Input data.
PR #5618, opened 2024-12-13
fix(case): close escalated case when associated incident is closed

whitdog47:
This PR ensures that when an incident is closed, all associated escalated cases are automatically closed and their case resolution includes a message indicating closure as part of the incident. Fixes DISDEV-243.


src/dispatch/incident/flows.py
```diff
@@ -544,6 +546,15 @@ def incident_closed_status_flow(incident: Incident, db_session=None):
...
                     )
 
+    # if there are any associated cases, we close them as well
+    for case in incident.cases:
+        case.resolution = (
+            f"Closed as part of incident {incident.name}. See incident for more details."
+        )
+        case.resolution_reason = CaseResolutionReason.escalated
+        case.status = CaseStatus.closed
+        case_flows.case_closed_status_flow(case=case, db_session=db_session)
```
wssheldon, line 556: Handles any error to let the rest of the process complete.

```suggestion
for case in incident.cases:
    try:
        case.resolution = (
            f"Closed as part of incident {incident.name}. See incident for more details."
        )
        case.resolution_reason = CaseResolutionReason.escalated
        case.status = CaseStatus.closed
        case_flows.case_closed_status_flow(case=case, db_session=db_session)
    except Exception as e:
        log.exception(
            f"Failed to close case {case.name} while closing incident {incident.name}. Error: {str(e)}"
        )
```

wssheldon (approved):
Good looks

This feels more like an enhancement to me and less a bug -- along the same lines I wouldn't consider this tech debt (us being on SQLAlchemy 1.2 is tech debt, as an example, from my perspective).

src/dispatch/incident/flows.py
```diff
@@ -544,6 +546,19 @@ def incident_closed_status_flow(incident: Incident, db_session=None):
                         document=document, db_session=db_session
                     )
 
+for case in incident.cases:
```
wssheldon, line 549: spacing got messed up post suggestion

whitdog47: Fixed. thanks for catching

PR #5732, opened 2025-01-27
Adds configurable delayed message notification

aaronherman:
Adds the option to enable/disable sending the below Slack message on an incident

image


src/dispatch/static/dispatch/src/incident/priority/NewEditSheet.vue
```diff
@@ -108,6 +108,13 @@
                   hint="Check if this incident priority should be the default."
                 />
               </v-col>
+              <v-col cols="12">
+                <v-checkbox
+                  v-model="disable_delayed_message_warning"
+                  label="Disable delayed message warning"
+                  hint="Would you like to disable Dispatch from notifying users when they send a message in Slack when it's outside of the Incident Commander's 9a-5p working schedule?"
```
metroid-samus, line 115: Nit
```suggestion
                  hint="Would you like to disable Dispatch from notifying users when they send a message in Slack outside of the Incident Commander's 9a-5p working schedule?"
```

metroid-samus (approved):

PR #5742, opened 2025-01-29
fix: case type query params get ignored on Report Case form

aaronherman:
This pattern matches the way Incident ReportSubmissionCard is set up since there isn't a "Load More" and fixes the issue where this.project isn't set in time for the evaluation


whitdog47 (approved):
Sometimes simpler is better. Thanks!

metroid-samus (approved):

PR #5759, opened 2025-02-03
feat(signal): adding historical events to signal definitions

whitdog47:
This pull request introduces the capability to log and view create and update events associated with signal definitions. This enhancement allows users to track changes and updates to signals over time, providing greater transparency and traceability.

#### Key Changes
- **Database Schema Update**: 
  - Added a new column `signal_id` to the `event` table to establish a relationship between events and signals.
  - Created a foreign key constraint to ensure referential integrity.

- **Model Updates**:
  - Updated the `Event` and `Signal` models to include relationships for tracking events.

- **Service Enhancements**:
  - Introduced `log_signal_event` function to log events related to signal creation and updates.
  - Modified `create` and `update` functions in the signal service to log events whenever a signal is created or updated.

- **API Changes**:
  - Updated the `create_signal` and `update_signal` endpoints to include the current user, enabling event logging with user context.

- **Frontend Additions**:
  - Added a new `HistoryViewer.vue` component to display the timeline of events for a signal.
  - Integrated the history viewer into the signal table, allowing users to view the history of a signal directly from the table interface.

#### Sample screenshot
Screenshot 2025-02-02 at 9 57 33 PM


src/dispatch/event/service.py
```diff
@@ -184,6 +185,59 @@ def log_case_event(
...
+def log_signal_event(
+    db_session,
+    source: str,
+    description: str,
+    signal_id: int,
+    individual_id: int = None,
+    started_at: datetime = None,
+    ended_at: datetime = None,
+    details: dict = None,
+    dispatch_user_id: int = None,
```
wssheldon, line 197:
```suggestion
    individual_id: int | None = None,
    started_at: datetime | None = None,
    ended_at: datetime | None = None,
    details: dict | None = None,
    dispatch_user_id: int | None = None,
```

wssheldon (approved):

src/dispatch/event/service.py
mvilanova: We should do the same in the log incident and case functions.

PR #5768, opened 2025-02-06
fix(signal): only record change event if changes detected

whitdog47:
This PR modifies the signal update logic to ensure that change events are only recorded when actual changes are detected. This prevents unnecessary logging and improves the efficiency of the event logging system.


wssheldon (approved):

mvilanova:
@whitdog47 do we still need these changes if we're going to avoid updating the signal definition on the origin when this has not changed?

---

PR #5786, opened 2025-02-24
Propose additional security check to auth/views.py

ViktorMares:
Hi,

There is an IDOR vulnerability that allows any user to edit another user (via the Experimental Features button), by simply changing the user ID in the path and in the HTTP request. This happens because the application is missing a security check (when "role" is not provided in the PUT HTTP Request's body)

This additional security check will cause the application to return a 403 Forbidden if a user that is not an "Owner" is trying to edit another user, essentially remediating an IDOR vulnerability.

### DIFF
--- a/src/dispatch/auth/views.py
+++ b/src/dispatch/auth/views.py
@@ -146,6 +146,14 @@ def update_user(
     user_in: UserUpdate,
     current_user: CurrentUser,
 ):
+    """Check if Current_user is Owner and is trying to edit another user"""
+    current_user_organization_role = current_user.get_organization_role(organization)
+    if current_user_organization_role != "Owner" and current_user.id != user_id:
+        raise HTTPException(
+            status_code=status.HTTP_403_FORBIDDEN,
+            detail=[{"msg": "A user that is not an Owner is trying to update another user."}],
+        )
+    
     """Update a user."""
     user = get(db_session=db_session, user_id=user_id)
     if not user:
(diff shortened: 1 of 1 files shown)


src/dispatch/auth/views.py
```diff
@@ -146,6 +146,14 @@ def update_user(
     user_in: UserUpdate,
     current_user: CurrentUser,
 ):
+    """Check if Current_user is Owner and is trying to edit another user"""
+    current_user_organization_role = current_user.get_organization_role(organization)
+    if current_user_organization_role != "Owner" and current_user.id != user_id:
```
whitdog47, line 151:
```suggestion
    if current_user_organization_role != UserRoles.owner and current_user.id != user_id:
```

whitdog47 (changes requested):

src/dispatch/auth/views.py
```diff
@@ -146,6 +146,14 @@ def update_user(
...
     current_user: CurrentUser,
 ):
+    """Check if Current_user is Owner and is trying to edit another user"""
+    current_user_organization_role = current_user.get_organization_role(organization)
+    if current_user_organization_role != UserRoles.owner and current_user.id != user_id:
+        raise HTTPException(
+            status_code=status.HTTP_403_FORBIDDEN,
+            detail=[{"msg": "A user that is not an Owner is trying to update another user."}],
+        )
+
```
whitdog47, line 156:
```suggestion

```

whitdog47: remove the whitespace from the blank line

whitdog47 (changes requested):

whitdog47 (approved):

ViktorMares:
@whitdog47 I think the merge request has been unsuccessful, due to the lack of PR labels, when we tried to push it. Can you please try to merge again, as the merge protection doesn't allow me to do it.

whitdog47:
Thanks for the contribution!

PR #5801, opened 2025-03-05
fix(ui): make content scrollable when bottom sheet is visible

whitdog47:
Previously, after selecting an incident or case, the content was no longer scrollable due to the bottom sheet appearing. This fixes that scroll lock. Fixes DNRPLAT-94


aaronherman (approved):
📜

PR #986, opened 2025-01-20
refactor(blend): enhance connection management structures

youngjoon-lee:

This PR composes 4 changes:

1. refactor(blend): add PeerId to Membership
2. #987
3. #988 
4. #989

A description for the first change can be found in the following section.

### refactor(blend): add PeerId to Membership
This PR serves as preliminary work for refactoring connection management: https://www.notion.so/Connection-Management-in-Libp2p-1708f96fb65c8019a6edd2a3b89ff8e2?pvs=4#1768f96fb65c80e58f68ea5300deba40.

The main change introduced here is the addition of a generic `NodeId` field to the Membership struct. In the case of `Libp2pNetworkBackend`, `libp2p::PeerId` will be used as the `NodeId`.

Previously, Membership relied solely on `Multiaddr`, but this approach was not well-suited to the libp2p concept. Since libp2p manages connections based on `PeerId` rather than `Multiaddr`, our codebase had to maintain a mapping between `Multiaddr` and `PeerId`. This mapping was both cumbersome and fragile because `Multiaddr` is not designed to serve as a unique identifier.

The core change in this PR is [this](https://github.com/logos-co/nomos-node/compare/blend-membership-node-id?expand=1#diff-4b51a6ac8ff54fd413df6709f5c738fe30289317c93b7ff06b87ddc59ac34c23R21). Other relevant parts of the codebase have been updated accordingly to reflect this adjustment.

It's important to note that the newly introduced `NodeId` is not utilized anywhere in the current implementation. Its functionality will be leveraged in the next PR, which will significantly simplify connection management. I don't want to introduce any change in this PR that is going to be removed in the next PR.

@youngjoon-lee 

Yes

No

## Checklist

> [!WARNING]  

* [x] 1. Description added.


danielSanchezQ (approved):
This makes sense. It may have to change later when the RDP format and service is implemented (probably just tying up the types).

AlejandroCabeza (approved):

Problem requirements. Word for word, restate the lines of the listing above starting at the line with "for tracking events." and ending at the line with "has not changed?", and nothing outside them.

Expected answer.
  - Updated the `Event` and `Signal` models to include relationships for tracking events.

- **Service Enhancements**:
  - Introduced `log_signal_event` function to log events related to signal creation and updates.
  - Modified `create` and `update` functions in the signal service to log events whenever a signal is created or updated.

- **API Changes**:
  - Updated the `create_signal` and `update_signal` endpoints to include the current user, enabling event logging with user context.

- **Frontend Additions**:
  - Added a new `HistoryViewer.vue` component to display the timeline of events for a signal.
  - Integrated the history viewer into the signal table, allowing users to view the history of a signal directly from the table interface.

#### Sample screenshot
Screenshot 2025-02-02 at 9 57 33 PM


src/dispatch/event/service.py
```diff
@@ -184,6 +185,59 @@ def log_case_event(
...
+def log_signal_event(
+    db_session,
+    source: str,
+    description: str,
+    signal_id: int,
+    individual_id: int = None,
+    started_at: datetime = None,
+    ended_at: datetime = None,
+    details: dict = None,
+    dispatch_user_id: int = None,
```
wssheldon, line 197:
```suggestion
    individual_id: int | None = None,
    started_at: datetime | None = None,
    ended_at: datetime | None = None,
    details: dict | None = None,
    dispatch_user_id: int | None = None,
```

wssheldon (approved):

src/dispatch/event/service.py
mvilanova: We should do the same in the log incident and case functions.

PR #5768, opened 2025-02-06
fix(signal): only record change event if changes detected

whitdog47:
This PR modifies the signal update logic to ensure that change events are only recorded when actual changes are detected. This prevents unnecessary logging and improves the efficiency of the event logging system.


wssheldon (approved):

mvilanova:
@whitdog47 do we still need these changes if we're going to avoid updating the signal definition on the origin when this has not changed?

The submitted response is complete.